Bilim

Kurbağaların Kaybettikleri Uzuvlarını Tekrar Çıkartmanın Yolu Bulundu!

Science Advances’te yayınlanan yeni bir çalışmada gösterilene nazaran, bacakları kopan kurbağalar, beş ilaçtan oluşan bir kokteyl içeren giyilebilir bir biyoreaktör kullanarak işlevsel uzuvlarını yine oluşturabildiler. Araştırma şimdi çok erken basamaklarında, lakin bu yeni yaklaşımın potansiyel olarak önümüzdeki yıllarda ve on yıllarda uzuvlarını kaybeden insanlara uygulanabileceği öne sürülüyor.

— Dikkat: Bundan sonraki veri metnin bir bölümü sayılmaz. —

PR #221, opened 2022-04-11
Add blobs search from gitlab search Api

Toa741:
- https://docs.gitlab.com/ee/api/search.html#advanced-search-api
- Update GitLabDockerVersion in tests as the comment suggested
- Unable to add tests (scoped search requires elasticsearch to be installed separately)
- Not sure mocks can be easily implemented either

### DIFF
--- a/NGitLab/ISearchClient.cs
+++ b/NGitLab/ISearchClient.cs
@@ -4,6 +4,6 @@ namespace NGitLab
 {
     public interface ISearchClient
     {
-        GitLabCollectionResponse<SearchBlob> GetBlobs(SearchQuery query);
+        GitLabCollectionResponse<SearchBlob> GetBlobsAsync(SearchQuery query);
     }
 }
--- a/NGitLab/ISearchClient.cs
+++ b/NGitLab/ISearchClient.cs
@@ -1,0 +1,9 @@
+﻿using NGitLab.Models;
+
+namespace NGitLab
+{
+    public interface ISearchClient
+    {
+        GitLabCollectionResponse<SearchBlob> GetBlobs(SearchQuery query);
+    }
+}
--- a/NGitLab/Impl/SearchClient.cs
+++ b/NGitLab/Impl/SearchClient.cs
@@ -1,5 +1,4 @@
-﻿using System;
-using NGitLab.Models;
+﻿using NGitLab.Models;
 
 namespace NGitLab.Impl
 {
--- a/NGitLab/Impl/SearchClient.cs
+++ b/NGitLab/Impl/SearchClient.cs
@@ -3,7 +3,7 @@ using NGitLab.Models;
 
 namespace NGitLab.Impl
 {
-    public class SearchClient : ISearchClient
+    internal sealed class SearchClient : ISearchClient
     {
         private readonly API _api;
         private readonly string _baseUrl;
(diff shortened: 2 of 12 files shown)


NGitLab/Impl/SearchClient.cs
```diff
@@ -0,0 +1,77 @@
+﻿using System;
+using NGitLab.Models;
+
+namespace NGitLab.Impl
+{
+    public class SearchClient : ISearchClient
```
meziantou:
```suggestion
    internal sealed class SearchClient : ISearchClient
```

NGitLab/ISearchClient.cs
```diff
@@ -0,0 +1,9 @@
+﻿using NGitLab.Models;
+
+namespace NGitLab
+{
+    public interface ISearchClient
+    {
+        GitLabCollectionResponse<SearchBlob> GetBlobs(SearchQuery query);
```
meziantou: I think other `GitLabCollectionResponse` methods use the `Async` suffix.
```suggestion
        GitLabCollectionResponse<SearchBlob> GetBlobsAsync(SearchQuery query);
```

NGitLab/Impl/SearchClient.cs
```diff
@@ -0,0 +1,77 @@
...
+            url = Utils.AddParameter(url, "search", query.Search);
+
+            if (query.PerPage.HasValue)
+            {
+                url = Utils.AddParameter(url, "per_page", query.PerPage);
+            }
+
+            if (query.Confidential.HasValue)
+            {
+                if (!string.Equals(scope, "issues", StringComparison.Ordinal))
```
meziantou: Can't we let GitLab do the check?

NGitLab/Impl/SearchClient.cs
```diff
@@ -0,0 +1,77 @@
...
+                {
+                    throw new NotSupportedException("Only allowed value for OrderBy is 'created_at'");
+                }
+
+                url = Utils.AddOrderBy(url, query.OrderBy);
+            }
+
+            if (!string.IsNullOrEmpty(query.Sort))
+            {
+                if (!string.Equals(query.Sort, "asc", StringComparison.Ordinal) &&
```
meziantou: I don't think we need a validation here. Let's GitLab do the job.

NGitLab/SearchQuery.cs
```diff
@@ -0,0 +1,37 @@
+﻿namespace NGitLab
+{
+    public class SearchQuery
```
meziantou:
```suggestion
    public sealed class SearchQuery
```

NGitLab/Impl/SearchClient.cs
Toa741: Yes, it will just ignore if not of the right type

NGitLab/PublicAPI.Unshipped.txt
```diff
@@ -669,8 +675,8 @@ NGitLab.Impl.RunnerClient.Register(NGitLab.Models.RunnerRegister request) -> NGi
 NGitLab.Impl.RunnerClient.RunnerClient(NGitLab.Impl.API api) -> void
 NGitLab.Impl.RunnerClient.this[int id].get -> NGitLab.Models.Runner
 NGitLab.Impl.RunnerClient.Update(int runnerId, NGitLab.Models.RunnerUpdate runnerUpdate) -> NGitLab.Models.Runner
+NGitLab.Impl.SearchClient.GetBlobs(NGitLab.SearchQuery query) -> NGitLab.GitLabCollectionResponse<NGitLab.Models.SearchBlob>
```
meziantou:
```suggestion
NGitLab.Impl.SearchClient.GetBlobsAsync(NGitLab.SearchQuery query) -> NGitLab.GitLabCollectionResponse<NGitLab.Models.SearchBlob>
```

PR #225, opened 2022-04-22
Adding IssueType supported in the API

apoufortin:


NGitLab/Models/IssueType.cs
```diff
@@ -0,0 +1,9 @@
+﻿namespace NGitLab.Models
+{
+    public enum IssueType
+    {
+        issue,
```
louis-z, line 5: Please use PascalCase names.

PascalCase <-> snake_case serialization should work correctly when there is only 1 word. This means you'll need to provide  `[EnumMember(Value = "test_case")]` attribute for `TestCase`.

louis-z (changes requested):

NGitLab/Models/IssueType.cs
louis-z: NVM, what I said is only partially right and only for JSON-serialized `enum`s. Here we're dealing with query params...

Araştırmanın yıldızları, kendi uzuvlarını doğal olarak yenileyemeyen bir çeşit olan Afrika pençeli kurbağalarıydı. Tufts Üniversitesi ve Harvard Üniversitesi araştırmacıları, yakın vakitte ampute edilmiş bir uzvu beş pro-rejeneratif bileşik içeren bir silikon kap içine yerleştirerek kurbağaların uyku halindeki yenilenme sürecini tetikledi. Her ilaç, iltihabı azaltmak, yara izine yol açacak kolajen üretimini engellemek ve hudut liflerinin, kan damarlarının ve kasların yeni büyümesini teşvik etmek de dahil olmak üzere kendi hedefini yerine getirdi.

Kurbağalar, ilaç dağıtan biyoreaktörü ampute art bacaklarının etrafına yalnızca 24 saat boyunca taktı ve sonraki 18 ay boyunca uzuv oluşumlarının ilerlemesi yakından izlendi. Tedaviyi alan kurbağalar, kemik uzunluğunda, yumuşak doku modelinde ve nöromüsküler tamirde uzun vadeli artışlar yaşadı. Yeni uzuvları, doğal bir uzvun kemiğine misal bir kemik yapısına, nöronlar da dahil olmak üzere daha güçlü bir iç doku tamamlayıcısına ve hatta uzvun ucundaki kimi “ayak parmaklarına” sahipti.

Çalışmanın muharriri ve Tufts Üniversitesi Profesörü biyolog Mike Levin‘in söylediğine nazaran “Bu kurbağalar büsbütün su altında yaşıyor, bu yüzden zıplamaktan daha fazla yüzüyorlar, fakat davranışları olağan kurbağalarınkine çok benziyordu – yeni bacakların hissi vardı, objeleri algılayabiliyordu ve su altında çok yeterli hareket etmek için kullanılıyorlardı.

Takımın evvelki çalışması, BioDome ile tek bir ilaç olan progesteron kullanılarak kurbağalarda uzuvların yine büyümesinin nasıl değerli ölçüde desteklenebileceğini göstermişti. Bununla birlikte, bu uzuvlar kolay bir sivri uç üzere büyüdü ve yeni çalışmada beş ilaç kullanılarak büyütülen uzuvlar kadar fonksiyonel değildi.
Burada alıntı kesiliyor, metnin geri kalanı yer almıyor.